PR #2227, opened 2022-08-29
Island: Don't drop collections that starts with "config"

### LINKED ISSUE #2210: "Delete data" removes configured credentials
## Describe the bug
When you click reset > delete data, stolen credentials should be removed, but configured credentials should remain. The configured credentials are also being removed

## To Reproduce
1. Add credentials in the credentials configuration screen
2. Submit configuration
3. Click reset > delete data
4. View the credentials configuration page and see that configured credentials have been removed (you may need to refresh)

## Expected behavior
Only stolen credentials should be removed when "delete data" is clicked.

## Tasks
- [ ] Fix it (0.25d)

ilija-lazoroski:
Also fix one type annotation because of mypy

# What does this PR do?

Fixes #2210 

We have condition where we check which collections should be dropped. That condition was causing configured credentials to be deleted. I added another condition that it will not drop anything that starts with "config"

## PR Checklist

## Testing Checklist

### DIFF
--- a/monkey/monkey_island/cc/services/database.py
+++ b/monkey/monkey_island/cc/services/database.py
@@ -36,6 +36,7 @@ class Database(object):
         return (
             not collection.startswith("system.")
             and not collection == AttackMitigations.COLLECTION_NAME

+===+

▶ **PROBLEM TO SOLVE**: Pull out all lines of the data with the string "configuration".

▶ **EXERCISE RESPONSE**:
1. Add credentials in the credentials configuration screen
2. Submit configuration
4. View the credentials configuration page and see that configured credentials have been removed (you may need to refresh)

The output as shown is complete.